PR #11782, opened 2023-11-09
[GeoMechanicsApplication] Add new schemes for thermal calculations

### LINKED ISSUE #11769: [GeoMechanicsApplication] Add new scheme for the thermal process
Branch: https://github.com/KratosMultiphysics/Kratos/tree/geo/10372-HeatTransfer-temp

**Investigate whether this can be unified with U-Pw and Pw schemes.**

A new scheme for the thermal process is added
applications/GeoMechanicsApplication/custom_strategies/schemes/backward_euler_quasistatic_T_scheme.hpp
applications/GeoMechanicsApplication/custom_strategies/schemes/newmark_quasistatic_T_scheme.hpp
Whole files

Registered the srategies for python.
applications\GeoMechanicsApplication\custom_python\add_custom_strategies_to_python.cpp
Lines: 62, 66, 90 to 92, 102 to 104

#### Acceptance Criteria
**Given** the BackwardEulerQuasistaticTScheme
**When** the UpdateVariablesDerivatives function is called
**Then** the DT_TEMPERATURE solution step value is updated as delta T / delta time

rfaasse:
**📝 Description**
This PR aims to implement two new schemes for thermal calculations. In doing so, new unit tests are created and some refactoring is done to avoid unwanted inheritance between classes.

**🆕 Changelog**
- Two new thermal schemes are added
- A base class is introduced, which contains all variable-independent functionality of the UPW scheme
- Unit tests for all involved classes are added


applications/GeoMechanicsApplication/custom_strategies/schemes/generalized_newmark_T_scheme.hpp
```diff
@@ -0,0 +1,111 @@
...
+
+        return 0;
+
+        KRATOS_CATCH("")
+    }
+
+    void CheckAllocatedVariables(const ModelPart& rModelPart) const
+    {
+        for (const auto& r_node : rModelPart.Nodes()) {
+            KRATOS_ERROR_IF(!r_node.SolutionStepsDataHas(TEMPERATURE))
```
markelov208: The variable has name() method to provide the variable name. From my viewpoint, it helps to generalize such a check. Would you like to create a method for checking? I introduced a method in my PR #11753

applications/GeoMechanicsApplication/custom_strategies/schemes/geomechanics_time_integration_scheme.hpp
```diff
@@ -0,0 +1,349 @@
...
+                    Element::DofsVectorType& rDofList,
+                    const ProcessInfo& rCurrentProcessInfo) override
+    {
+        const bool isActive = (rElement.IsDefined(ACTIVE)) ? rElement.Is(ACTIVE) : true;
+        if (isActive)
+            rElement.GetDofList(rDofList, rCurrentProcessInfo);
+    }
+
+    void GetDofList(const Condition& rCondition,
+                    Element::DofsVectorType& rDofList,
```
markelov208: There is Condition::DofsVector which is the same as Element::DofsVector. I think it is better to use only Conditions or only Elements. From my viewpoint the best way is to keep DofsVector separately, not in Element nor Condition. What do you think?

applications/GeoMechanicsApplication/custom_strategies/schemes/geomechanics_time_integration_scheme.hpp
```diff
@@ -0,0 +1,349 @@
...
+                    const ProcessInfo& rCurrentProcessInfo) override
+    {
+        const bool isActive = (rCondition.IsDefined(ACTIVE)) ? rCondition.Is(ACTIVE) : true;
```
markelov208: This line is repeated many times. Would it be better to create a method instead of the line?

applications/GeoMechanicsApplication/custom_strategies/schemes/geomechanics_time_integration_scheme.hpp
```diff
@@ -0,0 +1,349 @@
...
+        if (isActive)
+            rCondition.GetDofList(rDofList, rCurrentProcessInfo);
+    }
+
+    void EquationId(const Element& rElement,
+                    Element::EquationIdVectorType& rEquationId,
+                    const ProcessInfo& rCurrentProcessInfo) override
+    {
+        const bool isActive = (rElement.IsDefined(ACTIVE)) ? rElement.Is(ACTIVE) : true;
```
markelov208: The same comment as above for Condition.

applications/GeoMechanicsApplication/custom_strategies/schemes/geomechanics_time_integration_scheme.hpp
```diff
@@ -0,0 +1,349 @@
...
+
+        this->UpdateVariablesDerivatives(rModelPart);
+
+        KRATOS_CATCH("")
+    }
+
+protected:
+    void CheckBufferSize(const ModelPart& rModelPart) const
+    {
+        KRATOS_ERROR_IF(rModelPart.GetBufferSize() < 2)
```
markelov208: I would create constexpr with a descriptive name instead of 2.

applications/GeoMechanicsApplication/custom_strategies/schemes/newmark_quasistatic_damped_U_Pw_scheme.hpp
```diff
@@ -118,7 +117,7 @@ class NewmarkQuasistaticDampedUPwScheme : public NewmarkQuasistaticUPwScheme<TSp
                          const ProcessInfo& CurrentProcessInfo)
     {
         // adding damping contribution
-        if (C.size1() != 0) noalias(LHS_Contribution) += (mGamma/(mBeta*mDeltaTime))*C;
+        if (C.size1() != 0) noalias(LHS_Contribution) += (mGamma/(mBeta*this->GetDeltaTime()))*C;
```
markelov208, line 120: This looks as VELOCITY_COEFFICIENT defined in the parent class, newmark_quasistatic_U_Ps_scheme.hpp. Can this coefficient be used here?

markelov208, line 120: C is too short name, would it be  better to use rDampingMatrix?

applications/GeoMechanicsApplication/tests/cpp_tests/test_backward_euler_T_scheme.cpp
```diff
@@ -0,0 +1,56 @@
...
+                          KratosGeoMechanicsFastSuite)
+{
+    BackwardEulerTScheme<SparseSpaceType, LocalSpaceType> scheme;
+    Model model;
+    auto& model_part = model.CreateModelPart("dummy", 2);
+
+    model_part.AddNodalSolutionStepVariable(TEMPERATURE);
+    model_part.AddNodalSolutionStepVariable(DT_TEMPERATURE);
+
+    const double current_temperature = 1.0;
```
markelov208: It is a matter of taste;  I prefer to use constexpr instead of const.

markelov208 (commented):
Richard, well done. I am very interested in learning about your tests.

applications/GeoMechanicsApplication/custom_strategies/schemes/geomechanics_time_integration_scheme.hpp
rfaasse: Agreed, I have some ideas to improve these functions more, up till now I just moved them, but this is a very good suggestion, done!

applications/GeoMechanicsApplication/custom_strategies/schemes/geomechanics_time_integration_scheme.hpp
rfaasse: Done!

applications/GeoMechanicsApplication/custom_strategies/schemes/geomechanics_time_integration_scheme.hpp
rfaasse: Good point, done!

applications/GeoMechanicsApplication/custom_strategies/schemes/generalized_newmark_T_scheme.hpp
rfaasse: Good suggestion, I added it in the base class, so we can start using it in other schemes as well 

(Using this function in the other schemes, I'm planning to do in a separate PR)

applications/GeoMechanicsApplication/custom_strategies/schemes/newmark_quasistatic_damped_U_Pw_scheme.hpp
rfaasse: I really want to refactor the schemes, so they re-use these kinds of functions where possible. I started in this [branch](https://github.com/KratosMultiphysics/Kratos/tree/geo/re-use-functionality-between-schemes)

However, since this is not related to the newly added temperature scheme, I'd propose to not do this as part of this PR.

rfaasse: Same as the previous comment, I'd like to keep this PR focused on the new scheme as much as possible, but will keep it in mind, because I agree this is not clearly named.

applications/GeoMechanicsApplication/tests/cpp_tests/test_backward_euler_T_scheme.cpp
rfaasse: It's not really in my system yet to work with constexpr, but I like the idea of compile time expressions, so I'll try to get it into my system and make the changes, thanks for the suggestion!

applications/GeoMechanicsApplication/custom_strategies/schemes/geomechanics_time_integration_scheme.hpp
rfaasse: Good catch, I at least made it consistent (so Condition& also uses Condition::DofsVectorType&), but at some point we should just have a header somewhere that defines these things once and once only.

rfaasse (commented):
Thanks for the review @markelov208! I implemented most suggestions (exceptions are two comments which I feel are out of scope for this PR).

markelov208 (dismissed):

applications/GeoMechanicsApplication/custom_strategies/schemes/backward_euler_T_scheme.hpp
```diff
@@ -0,0 +1,48 @@
...
+
+protected:
+    inline void UpdateVariablesDerivatives(ModelPart& rModelPart) override
+    {
+        KRATOS_TRY
+
+        block_for_each(rModelPart.Nodes(), [this](Node& rNode) {
+            const double DeltaTemperature =
+                rNode.FastGetSolutionStepValue(TEMPERATURE) -
+                rNode.FastGetSolutionStepValue(TEMPERATURE, 1);
```
avdg81, line 40: I was a bit surprised to not see an index in the first term, but we do use an index of 1 in the second term. For clarity, it may be better to also use an index in the first term (0?).

applications/GeoMechanicsApplication/custom_strategies/schemes/backward_euler_T_scheme.hpp
```diff
@@ -0,0 +1,48 @@
...
+            rNode.FastGetSolutionStepValue(DT_TEMPERATURE) = DeltaTemperature / this->GetDeltaTime();
```
avdg81, line 41: Just a question: are we sure that we will never encounter a time increment of 0.0? (If no, we may risk division by zero.)

applications/GeoMechanicsApplication/custom_strategies/schemes/generalized_newmark_T_scheme.hpp
```diff
@@ -0,0 +1,104 @@
...
+    {
+    }
+
+    ~GeneralizedNewmarkTScheme() override = default;
+
+    int Check(const ModelPart& rModelPart) const override
+    {
+        KRATOS_TRY
+
+        Scheme<TSparseSpace, TDenseSpace>::Check(rModelPart);
```
avdg81, line 52: I would simplify this to (using one of the previously defined aliases):
```suggestion
        BaseType::Check(rModelPart);
```

applications/GeoMechanicsApplication/custom_strategies/schemes/generalized_newmark_T_scheme.hpp
```diff
@@ -0,0 +1,104 @@
...
+        CheckAllocatedVariables(rModelPart);
+        this->CheckBufferSize(rModelPart);
+
+        KRATOS_ERROR_IF(mTheta <= 0) << "Theta has an invalid value\n";
```
avdg81, line 56: What about a slightly better message like `"Theta must be positive, but got " << mTheta << std::endl`?

Furthermore, I would move this check to the constructor, to avoid that we can create objects with invalid `mTheta` values in the first place.

applications/GeoMechanicsApplication/custom_strategies/schemes/generalized_newmark_T_scheme.hpp
```diff
@@ -0,0 +1,104 @@
...
+
+        KRATOS_CATCH("")
+    }
+
+    void CheckAllocatedVariables(const ModelPart& rModelPart) const
+    {
+        for (const auto& r_node : rModelPart.Nodes()) {
+            this->CheckSolutionStepsData(r_node, TEMPERATURE);
+            this->CheckSolutionStepsData(r_node, DT_TEMPERATURE);
+            this->CheckDof(r_node, TEMPERATURE);
```
avdg81, line 68: These checks appear to be very similar to the checks that have been implemented for the thermal element (see `TransientThermalElement::{CheckHasSolutionStepsDataFor, CheckHasDofsFor}`). We may want to reconsider these to avoid duplication of checks.

applications/GeoMechanicsApplication/custom_strategies/schemes/generalized_newmark_T_scheme.hpp
```diff
@@ -0,0 +1,104 @@
...
+
+        this->SetDeltaTime(rModelPart.GetProcessInfo()[DELTA_TIME]);
+        rModelPart.GetProcessInfo()[DT_TEMPERATURE_COEFFICIENT] =
+            1.0 / (mTheta * this->GetDeltaTime());
+
+        KRATOS_CATCH("")
+    }
+
+private:
+    double mTheta = 0.0;
```
avdg81: The default value appears to be invalid (see one of the above checks). Let's try to think of a more sensible default value.

applications/GeoMechanicsApplication/custom_strategies/schemes/generalized_newmark_T_scheme.hpp
```diff
@@ -0,0 +1,104 @@
...
+
+protected:
+    inline void UpdateVariablesDerivatives(ModelPart& rModelPart) override
+    {
+        KRATOS_TRY
+        block_for_each(rModelPart.Nodes(), [this](Node& rNode) {
+            const double delta_temperature =
+                rNode.FastGetSolutionStepValue(TEMPERATURE) -
+                rNode.FastGetSolutionStepValue(TEMPERATURE, 1);
+            const auto& previous_dt_temperature =
```
avdg81, line 80: It is very uncommon to use references to `const` for built-in types (e.g. `double`):
```suggestion
            const auto previous_dt_temperature =
```

applications/GeoMechanicsApplication/custom_strategies/schemes/generalized_newmark_T_scheme.hpp
```diff
@@ -0,0 +1,104 @@
...
+            this->CheckDof(r_node, TEMPERATURE);
+        }
+    }
+
+protected:
+    inline void UpdateVariablesDerivatives(ModelPart& rModelPart) override
+    {
+        KRATOS_TRY
+        block_for_each(rModelPart.Nodes(), [this](Node& rNode) {
+            const double delta_temperature =
```
avdg81, line 77: For consistency with the next variable, I would use `auto` here as well:
```suggestion
            const auto delta_temperature =
```

applications/GeoMechanicsApplication/custom_strategies/schemes/generalized_newmark_T_scheme.hpp
```diff
@@ -0,0 +1,104 @@
...
+template <class TSparseSpace, class TDenseSpace>
+class GeneralizedNewmarkTScheme
+    : public GeoMechanicsTimeIntegrationScheme<TSparseSpace, TDenseSpace> {
+public:
+    using BaseType = Scheme<TSparseSpace, TDenseSpace>;
+    using DofsArrayType = typename BaseType::DofsArrayType;
+    using TSystemMatrixType = typename BaseType::TSystemMatrixType;
+    using TSystemVectorType = typename BaseType::TSystemVectorType;
+    using LocalSystemVectorType = typename BaseType::LocalSystemVectorType;
+    using LocalSystemMatrixType = typename BaseType::LocalSystemMatrixType;
```
avdg81, line 37: I may have overlooked something, but to me it seems that these aliases are not used. Could you please double check that? If unused, please remove them.

applications/GeoMechanicsApplication/custom_strategies/schemes/generalized_newmark_T_scheme.hpp
avdg81, line 1: As indicated by @WPK4FEM, we should rename this file and the contained class, since generalized Newmark has a different meaning in the literature. Perhaps something like `NewmarkTSchemeBase`?

applications/GeoMechanicsApplication/custom_strategies/schemes/geomechanics_time_integration_scheme.hpp
```diff
@@ -0,0 +1,360 @@
...
+
+namespace Kratos {
+
+template <class TSparseSpace, class TDenseSpace>
+class GeoMechanicsTimeIntegrationScheme : public Scheme<TSparseSpace, TDenseSpace> {
+public:
+    using BaseType = Scheme<TSparseSpace, TDenseSpace>;
+    using DofsArrayType = typename BaseType::DofsArrayType;
+    using TSystemMatrixType = typename BaseType::TSystemMatrixType;
+    using TSystemVectorType = typename BaseType::TSystemVectorType;
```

TASK INSTRUCTIONS -
Only lines containing "tree" belong in the answer; copy every such line from the records.

RESULT -
Branch: https://github.com/KratosMultiphysics/Kratos/tree/geo/10372-HeatTransfer-temp
rfaasse: I really want to refactor the schemes, so they re-use these kinds of functions where possible. I started in this [branch](https://github.com/KratosMultiphysics/Kratos/tree/geo/re-use-functionality-between-schemes)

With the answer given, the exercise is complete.